• [Goal of the exercise]
From the first line to the last, print the data exactly as written.
** Opening Source data block **
PR #3360, opened 2024-08-28
Add panic in joinSubnets function

xmudrii:

Follow up on https://github.com/kubermatic/kubeone/pull/3358#discussion_r1727487494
** Closing Source data block **
• [Your solution]
PR #3360, opened 2024-08-28
Add panic in joinSubnets function

xmudrii:

Follow up on https://github.com/kubermatic/kubeone/pull/3358#discussion_r1727487494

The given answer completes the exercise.